Task instructions: Throughout the listing below, copy each line containing "WithPollOpts".
━━━━━━
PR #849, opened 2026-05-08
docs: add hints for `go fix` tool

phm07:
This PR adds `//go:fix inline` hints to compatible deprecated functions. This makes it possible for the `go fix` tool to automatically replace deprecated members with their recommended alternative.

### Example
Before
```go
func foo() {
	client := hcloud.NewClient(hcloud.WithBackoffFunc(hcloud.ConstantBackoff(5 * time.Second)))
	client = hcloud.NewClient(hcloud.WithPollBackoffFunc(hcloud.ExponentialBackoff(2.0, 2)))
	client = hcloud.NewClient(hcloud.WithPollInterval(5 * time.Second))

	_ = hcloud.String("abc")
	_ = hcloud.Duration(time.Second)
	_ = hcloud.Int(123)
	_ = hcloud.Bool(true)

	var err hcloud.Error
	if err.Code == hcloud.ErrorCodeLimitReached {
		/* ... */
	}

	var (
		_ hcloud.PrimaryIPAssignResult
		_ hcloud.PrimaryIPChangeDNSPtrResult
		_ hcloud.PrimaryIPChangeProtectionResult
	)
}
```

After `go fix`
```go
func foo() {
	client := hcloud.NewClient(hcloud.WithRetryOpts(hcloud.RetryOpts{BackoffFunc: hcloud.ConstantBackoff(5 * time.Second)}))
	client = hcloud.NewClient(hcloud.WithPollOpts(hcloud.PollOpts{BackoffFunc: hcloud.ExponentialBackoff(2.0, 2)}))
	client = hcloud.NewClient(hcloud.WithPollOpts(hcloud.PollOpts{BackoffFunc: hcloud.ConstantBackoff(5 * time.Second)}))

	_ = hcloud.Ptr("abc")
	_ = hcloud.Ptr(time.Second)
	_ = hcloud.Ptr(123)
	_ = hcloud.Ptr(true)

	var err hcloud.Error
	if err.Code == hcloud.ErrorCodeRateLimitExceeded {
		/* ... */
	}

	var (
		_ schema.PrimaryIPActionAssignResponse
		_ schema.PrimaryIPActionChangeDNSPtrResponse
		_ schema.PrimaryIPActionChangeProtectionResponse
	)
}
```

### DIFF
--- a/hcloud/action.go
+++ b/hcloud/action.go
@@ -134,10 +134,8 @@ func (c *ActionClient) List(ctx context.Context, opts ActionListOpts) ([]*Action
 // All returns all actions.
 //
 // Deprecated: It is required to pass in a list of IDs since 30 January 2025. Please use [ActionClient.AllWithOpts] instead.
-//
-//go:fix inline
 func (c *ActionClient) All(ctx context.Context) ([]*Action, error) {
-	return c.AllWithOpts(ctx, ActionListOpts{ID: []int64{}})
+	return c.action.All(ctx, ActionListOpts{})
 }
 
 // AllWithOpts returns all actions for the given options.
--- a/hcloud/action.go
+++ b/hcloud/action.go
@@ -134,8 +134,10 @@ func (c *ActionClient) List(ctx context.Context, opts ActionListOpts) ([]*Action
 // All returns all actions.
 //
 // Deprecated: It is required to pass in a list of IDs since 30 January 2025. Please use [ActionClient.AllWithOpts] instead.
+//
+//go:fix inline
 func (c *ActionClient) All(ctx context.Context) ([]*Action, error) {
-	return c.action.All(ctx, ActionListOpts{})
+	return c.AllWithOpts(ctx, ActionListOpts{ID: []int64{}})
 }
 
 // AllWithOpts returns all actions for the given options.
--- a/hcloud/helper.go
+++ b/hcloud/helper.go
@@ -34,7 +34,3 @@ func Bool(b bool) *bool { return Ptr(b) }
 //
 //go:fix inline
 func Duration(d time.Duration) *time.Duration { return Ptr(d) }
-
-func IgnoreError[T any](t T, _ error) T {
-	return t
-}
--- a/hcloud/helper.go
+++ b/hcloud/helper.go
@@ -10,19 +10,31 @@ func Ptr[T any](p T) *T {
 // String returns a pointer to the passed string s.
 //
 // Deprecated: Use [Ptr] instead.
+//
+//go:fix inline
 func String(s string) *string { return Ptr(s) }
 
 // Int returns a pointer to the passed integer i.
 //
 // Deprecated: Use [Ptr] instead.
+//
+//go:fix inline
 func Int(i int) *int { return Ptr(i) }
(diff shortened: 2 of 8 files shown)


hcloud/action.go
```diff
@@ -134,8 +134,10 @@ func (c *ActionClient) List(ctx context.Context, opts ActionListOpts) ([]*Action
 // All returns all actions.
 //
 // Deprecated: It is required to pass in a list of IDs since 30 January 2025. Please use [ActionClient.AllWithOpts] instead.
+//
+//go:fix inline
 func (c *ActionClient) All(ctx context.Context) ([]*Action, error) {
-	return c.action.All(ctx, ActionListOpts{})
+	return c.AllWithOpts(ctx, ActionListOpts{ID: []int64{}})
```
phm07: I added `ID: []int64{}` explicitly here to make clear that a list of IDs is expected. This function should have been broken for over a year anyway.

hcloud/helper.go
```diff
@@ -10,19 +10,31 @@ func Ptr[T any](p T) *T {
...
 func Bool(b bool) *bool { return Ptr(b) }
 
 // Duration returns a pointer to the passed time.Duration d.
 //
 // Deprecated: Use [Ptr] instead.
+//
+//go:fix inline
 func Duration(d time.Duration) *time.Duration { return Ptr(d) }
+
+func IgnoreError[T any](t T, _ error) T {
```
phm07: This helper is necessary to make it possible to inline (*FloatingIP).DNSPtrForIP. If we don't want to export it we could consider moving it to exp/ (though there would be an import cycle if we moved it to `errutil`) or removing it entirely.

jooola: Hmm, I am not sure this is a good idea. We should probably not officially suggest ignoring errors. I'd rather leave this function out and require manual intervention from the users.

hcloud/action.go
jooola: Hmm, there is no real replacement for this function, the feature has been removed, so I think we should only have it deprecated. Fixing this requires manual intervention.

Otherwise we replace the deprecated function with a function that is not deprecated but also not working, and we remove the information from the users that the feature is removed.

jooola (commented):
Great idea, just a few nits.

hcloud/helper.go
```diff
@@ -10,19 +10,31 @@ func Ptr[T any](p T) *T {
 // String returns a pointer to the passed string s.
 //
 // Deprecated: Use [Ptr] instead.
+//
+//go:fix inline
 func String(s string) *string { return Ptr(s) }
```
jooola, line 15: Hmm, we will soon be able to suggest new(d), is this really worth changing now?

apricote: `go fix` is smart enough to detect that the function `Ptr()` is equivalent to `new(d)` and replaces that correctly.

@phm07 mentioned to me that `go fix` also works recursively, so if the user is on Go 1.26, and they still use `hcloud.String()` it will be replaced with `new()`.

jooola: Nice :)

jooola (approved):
━━━━━━
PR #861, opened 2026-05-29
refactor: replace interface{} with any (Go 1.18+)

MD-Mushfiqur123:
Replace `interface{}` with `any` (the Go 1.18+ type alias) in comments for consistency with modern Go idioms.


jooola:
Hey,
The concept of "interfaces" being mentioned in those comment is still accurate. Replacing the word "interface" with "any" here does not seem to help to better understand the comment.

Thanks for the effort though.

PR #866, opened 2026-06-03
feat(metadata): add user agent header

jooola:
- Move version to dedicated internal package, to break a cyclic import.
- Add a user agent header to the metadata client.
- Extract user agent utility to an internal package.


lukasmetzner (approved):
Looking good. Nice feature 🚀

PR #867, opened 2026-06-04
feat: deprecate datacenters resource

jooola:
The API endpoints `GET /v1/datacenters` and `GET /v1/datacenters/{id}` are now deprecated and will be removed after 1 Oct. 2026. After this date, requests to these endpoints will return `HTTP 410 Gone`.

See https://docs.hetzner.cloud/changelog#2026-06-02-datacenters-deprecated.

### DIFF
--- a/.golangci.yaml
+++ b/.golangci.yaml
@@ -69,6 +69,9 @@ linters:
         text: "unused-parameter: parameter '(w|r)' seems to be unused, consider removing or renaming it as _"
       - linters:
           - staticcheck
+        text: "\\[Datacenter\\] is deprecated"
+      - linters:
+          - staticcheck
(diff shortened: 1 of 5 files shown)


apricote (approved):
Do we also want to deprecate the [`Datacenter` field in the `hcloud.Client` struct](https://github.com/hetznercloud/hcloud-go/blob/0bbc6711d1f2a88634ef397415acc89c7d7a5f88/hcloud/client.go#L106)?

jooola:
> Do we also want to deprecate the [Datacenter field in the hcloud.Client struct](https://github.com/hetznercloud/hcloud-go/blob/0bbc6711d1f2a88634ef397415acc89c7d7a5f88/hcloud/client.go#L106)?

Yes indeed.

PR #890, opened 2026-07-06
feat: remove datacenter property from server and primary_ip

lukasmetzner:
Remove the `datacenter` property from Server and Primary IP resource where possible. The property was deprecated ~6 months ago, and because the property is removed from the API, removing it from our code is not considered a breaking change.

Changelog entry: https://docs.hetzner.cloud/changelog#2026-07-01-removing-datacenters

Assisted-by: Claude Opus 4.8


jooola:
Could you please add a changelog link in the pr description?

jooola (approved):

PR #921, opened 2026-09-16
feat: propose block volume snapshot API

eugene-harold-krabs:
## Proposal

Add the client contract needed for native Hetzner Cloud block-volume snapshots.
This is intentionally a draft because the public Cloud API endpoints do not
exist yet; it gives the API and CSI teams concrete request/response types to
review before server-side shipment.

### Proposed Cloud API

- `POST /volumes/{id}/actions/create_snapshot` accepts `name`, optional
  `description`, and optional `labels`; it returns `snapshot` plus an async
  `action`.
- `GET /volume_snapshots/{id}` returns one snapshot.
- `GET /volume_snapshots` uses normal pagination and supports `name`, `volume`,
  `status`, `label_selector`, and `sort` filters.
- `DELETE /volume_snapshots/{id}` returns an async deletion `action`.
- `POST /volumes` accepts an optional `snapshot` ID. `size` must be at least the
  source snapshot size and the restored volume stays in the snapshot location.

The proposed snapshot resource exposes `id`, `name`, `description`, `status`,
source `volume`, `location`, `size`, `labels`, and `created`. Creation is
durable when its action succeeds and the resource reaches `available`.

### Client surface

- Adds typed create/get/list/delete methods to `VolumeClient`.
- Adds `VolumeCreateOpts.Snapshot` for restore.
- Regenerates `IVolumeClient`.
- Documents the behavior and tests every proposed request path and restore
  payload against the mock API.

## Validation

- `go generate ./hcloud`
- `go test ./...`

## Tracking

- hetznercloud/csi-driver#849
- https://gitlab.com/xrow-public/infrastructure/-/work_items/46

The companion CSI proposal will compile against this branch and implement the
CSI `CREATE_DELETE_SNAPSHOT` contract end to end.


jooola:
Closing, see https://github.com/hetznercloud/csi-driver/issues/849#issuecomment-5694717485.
━━━━━━
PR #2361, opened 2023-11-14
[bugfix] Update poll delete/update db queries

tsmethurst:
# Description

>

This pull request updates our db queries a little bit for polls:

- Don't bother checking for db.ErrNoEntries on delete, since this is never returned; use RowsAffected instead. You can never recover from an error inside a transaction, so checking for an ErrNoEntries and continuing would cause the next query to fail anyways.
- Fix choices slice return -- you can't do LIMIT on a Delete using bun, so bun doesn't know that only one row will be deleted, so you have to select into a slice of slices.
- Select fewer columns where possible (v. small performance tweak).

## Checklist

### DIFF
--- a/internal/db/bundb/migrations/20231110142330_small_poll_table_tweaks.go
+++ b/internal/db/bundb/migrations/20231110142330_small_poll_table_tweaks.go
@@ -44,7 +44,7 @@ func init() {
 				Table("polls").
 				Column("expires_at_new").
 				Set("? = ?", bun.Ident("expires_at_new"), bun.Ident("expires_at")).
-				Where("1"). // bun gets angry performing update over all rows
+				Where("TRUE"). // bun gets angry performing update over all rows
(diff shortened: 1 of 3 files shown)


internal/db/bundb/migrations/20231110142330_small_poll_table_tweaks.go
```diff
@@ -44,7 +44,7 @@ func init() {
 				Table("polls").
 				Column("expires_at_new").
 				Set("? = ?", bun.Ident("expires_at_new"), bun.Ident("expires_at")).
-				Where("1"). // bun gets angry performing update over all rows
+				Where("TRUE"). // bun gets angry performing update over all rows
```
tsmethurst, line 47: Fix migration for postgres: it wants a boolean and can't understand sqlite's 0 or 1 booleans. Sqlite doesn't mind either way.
━━━━━━
Response below:
	client = hcloud.NewClient(hcloud.WithPollOpts(hcloud.PollOpts{BackoffFunc: hcloud.ExponentialBackoff(2.0, 2)}))
	client = hcloud.NewClient(hcloud.WithPollOpts(hcloud.PollOpts{BackoffFunc: hcloud.ConstantBackoff(5 * time.Second)}))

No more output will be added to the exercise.